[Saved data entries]
*** Begin section ***
PR #21258, opened 2022-11-02
Adding Dstar systematics in pp collisions at 13TeV full sample analysis

sjaelani28:
Adding systematics on Dstar analysis in pp at 13 TeV full sample 2016, 2017, and 2018 combined.


xinyepeng:
+1

PR #21260, opened 2022-11-02
Adjustment of the arguments in the AddTask macro and minor typo fixes

ChrisPliatskas:
The main change concerns the AddTask macro, when it comes to the AnalysisType argument. In this version it is explicitly stated that it is part of the Energy Flow task. There are also minor typo fixes in the kEmbedded enum type as it was  pointed out in a previous PR.


raymondEhlers:
+1

PR #21267, opened 2022-11-02
PWGGA/GammaConv Fix for unsafe pointer issue

sstiefel19:
Up to now pointers to the aod mc track array were obtained only once for the first event of an instance of the analysis task. Since it is not guaranteed that the address of this track array stays constant over the lifetime of an analysis task this can produce unexpected behaviour.
With this change the pointer is reset for every event.


fjonasALICE:
discussed PR offline with Stephan. Looks ok to me. He will report back results and then this can potentially be implemented for all GA tasks

fjonasALICE:
+1

PR #21268, opened 2022-11-02
Correctly store and pass fast simulation parameters

MartinSchmidtTuebingen:
Train fails because functions are not copied directly. Store them as variables so we dont have to deal with copying functions


raymondEhlers:
+1

PR #21282, opened 2022-11-04
PWGHF: Lc validation histograms

AnnalenaKa:
- Adding histograms for Lc validation
- Read Lc cuts and pt bins from json file
- Correct configurable names


RUN3/AliAnalysisTaskAO2Dconverter.cxx
```diff
@@ -1327,8 +1327,8 @@ void AliAnalysisTaskAO2Dconverter::FillEventInTF()
 
     collision.fCovXX = AliMathBase::TruncateFloatFraction(covmatrix[0], mCollisionPositionCov);
     collision.fCovXY = AliMathBase::TruncateFloatFraction(covmatrix[1], mCollisionPositionCov);
-    collision.fCovXZ = AliMathBase::TruncateFloatFraction(covmatrix[2], mCollisionPositionCov);
-    collision.fCovYY = AliMathBase::TruncateFloatFraction(covmatrix[3], mCollisionPositionCov);
+    collision.fCovXZ = AliMathBase::TruncateFloatFraction(covmatrix[3], mCollisionPositionCov);
+    collision.fCovYY = AliMathBase::TruncateFloatFraction(covmatrix[2], mCollisionPositionCov);
```
lvermunt, line 1331: Please remove this from this PR. This is an ongoing discussion among the conversion experts how to treat this swap

PWGHF/vertexingHF/AliAnalysisTaskHFSimpleVertices.h
```diff
@@ -306,6 +349,8 @@ class AliAnalysisTaskHFSimpleVertices : public AliAnalysisTaskSE
   Double_t fMaxPtDplus;                                              // D+ max pt
   Double_t fMinPtJpsi;                                               // Jpsi min pt
   Double_t fMaxPtJpsi;                                               // Jpsi max pt
+  Double_t fMinPtLc;                                                 // Lc min pt
```
lvermunt, line 352: You add persistent members, so you should increment the ClassDef

RUN3/AliAnalysisTaskAO2Dconverter.cxx
AnnalenaKa: Thanks. Indeed this should not have entered. I removed it.

lvermunt:
Hi @AnnalenaKa, my other comments:

- [ ] Disable/remove `printf("daughter ptcand_3prong  %g\n", ptcand_3prong);`. 
- [ ] After your fix of `cut3ProngPtCandMin`->`d_pTCandMin`, the `if (ptcand_3prong < 0.) {` should become `if (ptcand_3prong < fMinPt3Prong)` again.
- [ ] I think you shouldn't comment out the line `if (dist12 < fLcCuts[0][4])`. From what I understood from @DelloStritto is that this is a variable that is/can be used in the Lc selector in O2Physics, so for a fair comparison it should also be included in HFSimpleVertices. If how it is currently done is the correct way I let Luigi comment.
- [ ] Increase ClassDef
- [ ] As I commented for your O2Physics PR, would be good to also fill XZ element CovMatrix here
- [ ] As for the O2Physics PR, remove the "Lc" suffix from `d_pTCandMinLc`, `d_pTCandMaxLc`, and `pTBinsLc`. I will try to think of a better way to do the json loading. Will let you know later.

DelloStritto:
Hi @lvermunt. At the beginning the idea was to insert that variable also in O2 but in the end it was not. At the moment the column where this variable is placed corresponds to the chi2PCA variable in O2 (that we don't have in AliPhysics, instead). If the selection cuts are now taken from the json also in AliPhysics, we need to comment out this line. The workaround to ignore the chi2PCA (that is an upper cut on the maximum chi2PCA value allowed) at the moment is to use a super looser cut (putting a large value that does not reject any candidate). This would not work for the dist12 that is a lower cut (on the minimum distance allowed) and requires a value near to 0 to be uneffective.

To summarize, to be consistent, I would comment out the line as @AnnalenaKa did.

lvermunt:
+1

PR #21285, opened 2022-11-04
PWGGA/GammaConv: Fixed bug in heavy meson task for PCMEMC

nstrangm:
- Every NDMcand was deleted in MC leading to seg fault
- Introduced new variable to check, whether NDM is selected or can be deleted to solve the issue


mikesas:
+1

PR #21303, opened 2022-11-08
Fixing missing return

Steffanic:
My Run method had a path that did not return causing undefined behavior. It is now fixed.


raymondEhlers:
+1

PR #21309, opened 2022-11-09
PWGHF: Fix arrays overflow that causes bugs with flags + remove 2-vertex radius cuts absent in O2Physics

saganatt:
Removing the radius cut significantly reduces the discrepancy between AliPhysics and O2Physics secondary vertex histograms. Other radius cuts are already applied inside the DCAFitterN in both frameworks.

Arrays in the HFSimpleVertices class have fixed sizes that are smaller than the default configuration or JSON settings. At the class initialization, the values were written beyond the actual end of the arrays in the memory. This resulted in overwriting the memory of various flags and having spurious flag values. This PR increases the declared array sizes and adjusts the number of cut values.


lvermunt:
+1

lvermunt:
Sorry for that, we just checked ubuntu. We will fix!

saganatt:
Done here: https://github.com/alisw/AliPhysics/pull/21311
Let us know if you will have any further problems.

PR #21315, opened 2022-11-10
Two track cuts using a radial distance of 20cm

druggian:
The track of two particles are calculated throughout the TPC volume every 20 cm from 85 cm to 245 cm


majanik:
+1

PR #21319, opened 2022-11-10
Adding check for positive jet pt values in MC case

ChrisPliatskas:
Adjusted the analysis task to only consider the cases where the jet pt is positive after background subtraction. Previously this existed only for the Dpt histogram in the data case but such a measure is now also foreseen for the MC to handle the embedded Pythia scenario. There is also a binning adjustment for the DR and jet area histograms.


raymondEhlers:
+1 (I don't think you need the ClassDef bump, but it's also fine)

PR #21343, opened 2022-11-14
PWGGA/GammaConv: Modified lambda-unsmearing and added cutstrings

nstrangm:
- Lambda function changed to pol3
- Changed lambda parameters with EMC and EMCPCM option
- New cutstrings for pp PCMEMC+PCMPCM and pPb PCMEMC


jokonig:
+1

PR #21368, opened 2022-11-16
add event cuts

11kumaoka:


raymondEhlers:
+1

Note that AliEventCuts is already implemented in AliAnalysisTaskEmcal, so you're shadowing a ton of functionality that's already there

PR #21404, opened 2022-11-22
adjust cuts to publication 2.0

mwaelde:
adjust cuts to publication 
-Chi2 per ITS cluster 4.5->5.5
-Min ratio TPC cross row over findable 0.8->0.6


rbailhac:
+1

PR #21405, opened 2022-11-22
Update of the jet energy flow analysis task

ChrisPliatskas:
Update the jet energy flow analysis task to handle constituent subtraction as well as analysis of detector to hybrid level for the Pythia embedded case. Some new histograms also added for jet energy response and adjusted binning for some others.


raymondEhlers:
+1

PR #21421, opened 2022-11-24
Small fix one of the jet energy response histograms. 

ChrisPliatskas:
Small fix one of the jet energy response histograms to include the corrected pt for background contributions.


raymondEhlers:
+1

PR #21430, opened 2022-11-26
Updated the analysisTask to try to avoid uncommon seg error

JColburn-CERN:
And floating Point exception to attempt to add stabililty to the task on legotrains


raymondEhlers:
+1

PR #21445, opened 2022-11-29
Bug fix and event selection cuts added

imsurajprasad786:
The task is modified with some bug fixes that are related to more production of antiLambda compared to lambda particles, and required event selection cuts are added.


aortizve:
+test

aortizve:
+1

PR #21448, opened 2022-11-29
memory leak check

11kumaoka:
Now I am facing the error 137 in only train. It happens only in 90% of trains.
So now I want to check the reason one-by-one.

### DIFF
--- a/PWGJE/EMCALJetTasks/UserTasks/AliAnalysisTaskRawJetWithEP.h
+++ b/PWGJE/EMCALJetTasks/UserTasks/AliAnalysisTaskRawJetWithEP.h
@@ -340,7 +340,7 @@ class AliAnalysisTaskRawJetWithEP : public AliAnalysisTaskEmcalJet {
 
 
     /// \cond CLASSIMP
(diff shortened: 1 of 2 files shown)


11kumaoka:
Dear managers, 
could you let me merge my request, please?

PWGJE/EMCALJetTasks/UserTasks/AliAnalysisTaskRawJetWithEP.h
```diff
@@ -168,7 +168,7 @@ class AliAnalysisTaskRawJetWithEP : public AliAnalysisTaskEmcalJet {
   // ### private ###############################################################
   private:
     
-    AliAODEvent* fAOD;                //!<! AOD event
+    AliAODEvent* fAOD;                /// AOD event
```
raymondEhlers, line 171: You're trying to stream a nullptr. If this works, it will only work coincidentally (I guess it will work, but I don't see how this would help)

raymondEhlers (commented):
You changed streamed fields, so you need to bump your ClassDef

raymondEhlers:
+1 since so many of your jobs are fairly, please test this carefully

PR #21471, opened 2022-12-01
PWGGA/GammaConv: Add Cutstrings and one argument to pPb Omega AddTask

nstrangm:
- Added cutstrings for MB, EG1 and EG2
- Standard cuts and cutvariations
- Added pT-dep selection window argument (copied from pp)


jokonig:
+1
*** End section ***
**Exercise details**
Return all lines in the data that include the word "some".

**Response area**
Update the jet energy flow analysis task to handle constituent subtraction as well as analysis of detector to hybrid level for the Pythia embedded case. Some new histograms also added for jet energy response and adjusted binning for some others.
The task is modified with some bug fixes that are related to more production of antiLambda compared to lambda particles, and required event selection cuts are added.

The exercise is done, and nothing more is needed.